お茶会(ドロレス/FE風花雪月/R-18)

「ドロテア 、おいで」

その声は不思議。その声で呼ばれたら、幕を開けて始まる華やかな音楽が掛かった様に世界が輝いて見える。

「あら先生」

自分の声が自然と高くなる。嬉しい証拠だ。

「さっき市場でアップルティを手に入れたんだ。お茶会でもしない?白鷺杯も優勝してくれたし、ご褒美を込めて」
「本当ですか?嬉しいです」

先生が担任教師に着任してもう半年以上は経つ。その浮世離れしたミステリアスな雰囲気を常に醸し出す先生は初めは冷徹な印象があったが意外と親しみやすい性質で、加えて優秀な指揮と技能によって今やガルグ=マグでは人気者だ。
生徒にも距離を近づくためお茶会を開こうと慣れない手つきで紅茶を淹れていたのが懐かしい。初めて先生に淹れてもらった紅茶は熱くて飲めたものじゃなかった。
軽く腕に自分を巻きついて、170cmの私より少しだけ低い肩に頭を乗せて甘える。先生も私も目立つ方だから周囲の視線が集まるけど気にしない。そんなことより、先生ったら、こんなに綺麗で魅力的な歌姫がこうして甘えてるのにどうしたらこんなに平然としていられるのかしら。
林檎の茶葉が彼女の腕の中から漂って、好きな香りが鼻腔を擽る。混じるバターの香り。この匂い、スコーンかしら。腕に抱きつきながら街を歩いていると、偶然エーデルちゃんに会って、嫉妬されたけど、歌姫は嫉妬される生き物だもの、仕方ないわ(ものすごく怖いけど)。

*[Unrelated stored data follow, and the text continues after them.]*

PR #13913, opened 2022-07-31
Use a ResizeObserver on the map target to update its size

MoonE:
This makes it unnecessary to call `updateSize` in most cases. It should now only be needed when `setSize` was used before to set it to something else.

[Browser compatibility](https://developer.mozilla.org/en-US/docs/Web/API/ResizeObserver#browser_compatibility) is [ok](https://browserslist.dev/?q=Q2hyb21lIDwgNjQsIEVkZ2UgPCA3OSwgRmlyZWZveCA8IDY5LCBPcGVyYSA8IDUxLCBTYWZhcmkgPCAxMy4xLCBhbmRfY2hyIDwgNjQsIGFuZF9mZiA8IDc5LCBvcF9tb2IgPCA0NywgaW9zX3NhZiA8IDEzLjQsIHNhbXN1bmcgPCA5LjA%3D), Safari was the last to support it with 13.1 and 13.4 on iOS in early 2020.

### DIFF
--- a/changelog/upgrade-notes.md
+++ b/changelog/upgrade-notes.md
@@ -26,6 +26,10 @@ The control will now by default keep displaying the last mouse position when the
 
 The `PluggableMap` class has been removed.  If you want to create a custom map class, extend the `Map` class instead.
 
+#### ol/Map
+
+A [`ResizeObserver`](https://developer.mozilla.org/en-US/docs/Web/API/ResizeObserver) is added to the map target element and therefore `updateSize` no longer needs to be called when the map's target has been resized.
+
 ### 6.15.0
 
 #### Deprecated `tilePixelRatio` option for data tile sources.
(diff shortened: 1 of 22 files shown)


changelog/upgrade-notes.md
```diff
@@ -22,6 +22,10 @@ Inserting with `setAt` or `insertAt` beyond the current length used to create a
 
 The control will now by default keep displaying the last mouse position when the mouse leaves the viewport.  With `placeholder: '&#160;'` you can keep the old behaviour.  The `placeholder` option no longer accepts `false` as a valid value, instead simply omit the option.  The `undefinedHTML` option has been removed. You should use `placeholder` instead.
 
+#### ol/Map and ol/PluggableMap
```
tschaub, line 25:
```suggestion
#### ol/Map
```

PR #13922, opened 2022-08-01
Remove reference to ES6 as ES2017 already listed

mike-000:
No need for specific version for GeoTIFF is a later version is already given.


tschaub (approved):

tschaub:
Thanks, @mike-000

PR #13932, opened 2022-08-03
Remove input type="range" `change` event listeners where `input` events are also used

mike-000:
These were only needed to support IE


ahocevar (approved):
Thanks, @mike-000

PR #13933, opened 2022-08-03
Remove check for context.setLineDash

MoonE:
IE 11 actually already supported this, just not IE 10.

I also added a few null type annotations for line dash.


tschaub (approved):
Looks good

PR #13937, opened 2022-08-04
Use nicer functions, remove old code

MoonE:
Remove the left-over `array.includes` function  #13884
Use `includes` and `startsWith` and `test` functions where possible
Remove some deprecated access of `RegExp` match via `$1` and `$3` properties.
The print-to-scale example worked fine because the attributions were not collapsible.


tschaub (approved):
Looks good, @MoonE

PR #13939, opened 2022-08-05
Render vector tile vectors in correct sequence for the postrender event

### LINKED ISSUE #13938: VectorTileLayer render mode `vector` is rendered after the `postrender` event
**Describe the bug**
With render mode `vector` the `postrender` is firing too soon.

**To Reproduce**
In a layer swipe it is necessary to place the `ctx.restore` in a timeout as in https://codesandbox.io/s/layer-swipe-forked-fdtie7?file=/main.js  Remove the timeout and it does not work.

**Expected behavior**
Possibly related to #11606 but this example only styles polygons - there are no declutter items, so no obvious reason to render after the event

ahocevar:
Fixes #13938

### DIFF
--- a/src/ol/renderer/canvas/VectorTileLayer.js
+++ b/src/ol/renderer/canvas/VectorTileLayer.js
@@ -617,18 +617,16 @@ class CanvasVectorTileLayerRenderer extends CanvasTileLayerRenderer {
   }
 
   /**
-   * Render the layer.
+   * Render the vectors for this layer.
+   * @param {CanvasRenderingContext2D} context Target context.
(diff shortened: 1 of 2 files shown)


ahocevar:
I now added a test to ensure the correct behavior. Without the fix, the sequence of context calls and events is
```js
[
  'prerender', 'clearRect', 'postrender',
  'save', 'beginPath', 'moveTo',  'lineTo', 'lineTo', 'lineTo', 'clip', 'restore'
] 
```
With the fix, `postrender` comes last, as expected.

tschaub (approved):

PR #13941, opened 2022-08-06
Fix KML default icon anchor with https icon url

MoonE:
Standard icons were not anchored correctly when the .icon url was with https.


ahocevar (approved):
Thanks, @MoonE

tschaub (approved):

PR #13943, opened 2022-08-06
Scaleline

MoonE:
This add some improvements to the ScaleLine class and its example page.

- ScaleLine is now configured with `pointer-events: none;` so it is now possible to e. g. drag the map at the position of the ScaleLine
- For very high zoom levels the scale bar now displays `step : 1` instead of `1 : step` (step always >= 1)
- The scale bar has unnecessary nesting div containing `scaleBarText` and `scaleSteps` removed
- The example has a new option to allow inverting the bar colors and now uses a range input for the number of steps

### DIFF
--- a/src/ol/control/ScaleLine.js
+++ b/src/ol/control/ScaleLine.js
@@ -334,12 +334,9 @@ class ScaleLine extends Control {
       previousDecimalCount = decimalCount;
       ++i;
     }
-    let html;
-    if (this.scaleBar_) {
-      html = this.createScaleBar(width, count, suffix);
-    } else {
-      html = count.toFixed(decimalCount < 0 ? -decimalCount : 0) + ' ' + suffix;
-    }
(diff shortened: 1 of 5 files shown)


src/ol/control/ScaleLine.js
```diff
@@ -500,7 +460,7 @@ class ScaleLine extends Control {
     );
     const dpi = this.dpi_ || DEFAULT_DPI;
     const inchesPerMeter = 1000 / 25.4;
-    return parseFloat(resolution.toString()) * inchesPerMeter * dpi;
```
MoonE, line 503: If this did something useful I don't understand it.
It seems to convert the resolution from number to string to number?

tschaub: I agree it is not useful (oversight in review of #9013).

tschaub (approved):
Thanks, @MoonE

PR #13944, opened 2022-08-07
Fix WebGL points layer flaky test

jahow:
Added a `unByKey` call to unregister an event listener in the `rendercomplete` test.


ahocevar (approved):
Thanks, @jahow

PR #13955, opened 2022-08-08
Do not apply #12467 change to Icons

### LINKED ISSUE #13954: ol.style.Icon doubles when using vector Context.drawFeature
I was trying to make a ripple animation around a point with style.icon applied on the point. In order for my pulsation to be under the icon, I draw the pulsations as it should in postrender first and then overlay the icon on top. But my icon, instead of being the original view, is slightly reduced and shifted relative to the center of the point, from which we see 2 icons

1. Go to http://jsfiddle.net/upm2sxbq/20/
2. You will see how the icon shrinks and shifts relative to the center

I expected that vectorContext.drawFeature would just overlay its icon on top and everything would look acceptable.

mike-000:
Fixes #13954

Also fixed the rendering test which might have picked this up, but was not using the correct pixel ratio.

Compare the fixed version https://deploy-preview-13955--ol-site.netlify.app/examples/icon-scale.html
with https://openlayers.org/en/v6.15.1/examples/icon-scale.html
on a mobile device or with browser zoom

### DIFF
--- a/src/ol/render/canvas/Immediate.js
+++ b/src/ol/render/canvas/Immediate.js
@@ -1041,19 +1041,24 @@ class CanvasImmediateRenderer extends VectorContext {
       this.image_ = null;
       return;
     }
+    const imagePixelRatio = imageStyle.getPixelRatio(this.pixelRatio_);
     const imageAnchor = imageStyle.getAnchor();
     const imageOrigin = imageStyle.getOrigin();
     this.image_ = imageStyle.getImage(this.pixelRatio_);
-    this.imageAnchorX_ = imageAnchor[0] * this.pixelRatio_;
-    this.imageAnchorY_ = imageAnchor[1] * this.pixelRatio_;
-    this.imageHeight_ = imageSize[1] * this.pixelRatio_;
+    this.imageAnchorX_ = imageAnchor[0] * imagePixelRatio;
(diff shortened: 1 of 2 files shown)


src/ol/render/canvas/Immediate.js
```diff
@@ -1041,19 +1042,29 @@ class CanvasImmediateRenderer extends VectorContext {
...
       return;
     }
+    let pixelRatio = this.pixelRatio_;
+    const imageScale = imageStyle.getScaleArray();
+    if (imageStyle instanceof IconStyle) {
+      this.imageScale_ = [
+        pixelRatio * imageScale[0],
+        pixelRatio * imageScale[1],
+      ];
+      pixelRatio = 1;
```
ahocevar, line 1052: Not sure if this is the correct fix. It would be batter if icons would be created with the pixel ratio of the destination context, then they would also appear crisper on high dpi devices.

mike-000: Yes, images with `color` applied are available at higher dpi.  The ImageBuilder uses the image style's `getPixelRatio()` method to determine what is available, so that can also be used here.

mike-000: Updated to use high dpi images where available.

ahocevar (approved):
Much better now. Thanks, @mike-000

仲良くなると、先生の部屋でお茶会が開催される。招待されると、自分が特別な気分になる。
特別。それは私にとって、甘美な響きだ。

「適当に座って。準備するから」
「いつも綺麗ねぇ。先生の部屋は。落ちつくわ」
「ありがとう。何もないだけだけど」
「そんなことないわ。ねぇ、先生。手伝うことある?」
「いいよ。座ってて、ドロテア」
「はぁい」

そう答えてベッドの上に座り、行儀悪くごろりと横たわる。私たちはすこぶる仲の良い先生生徒関係なので、先生も特に気にせず、お湯を沸かしている。だけど、完全放置な訳ではなくて、時々意味ありげな目線を私に向ける。目が合うと、先生は特有のポーカーフェイスを貼りつけたまま極自然な所作で自分の集中していることに意識を戻す。
初めは何もかも丸裸にされそうな視線が苦手だったが、先生に苦手だと正直に告白すると、その回数は減った。自覚はなかったと言う先生は本心そのものの様子で、無意識な行動か、私の自意識過剰かどちらかだった。
だけど、私が推察するに、先生は私のことをよく見ている。きっと先生自身はその視線の意味に気づいていない。私が気づかせないといけない。

「おまたせ」

チェック柄のクロスにケーキスタンドを置き、その中にスコーンとサンドイッチが綺麗に並べてある。スコーン用の苺ジャム、蜂蜜とクロテッドクリームも別のお皿に添えて、その隣にアップルティーが良い匂いを醸しながら用意してあった。
向かい合って座り、先生は「おめでとう、ドロテア 」と祝ってくれた。先生の紅茶の淹れ方は今やかなりの腕前で、最近は紅茶関連に煩いフェル君やローレンツ君も唸らせる程だとか。先生曰く生徒と交流するために覚えただけとのことだが、持ち前の凝り性が発揮されたみたいね。

「温かい」

感想を込めると、先生の顔が柔らかくなる。先生のことをあまり知らない人は無表情の印象が強いかもしれないが、よく観察するとそうでもない。僅かに喜怒哀楽の動きがちゃんとあるし、意外とお茶目なところもあって楽しい。勿論頼もしくもある。女同士でこんな気持ちにさせるなんて、先生は本当不思議な人。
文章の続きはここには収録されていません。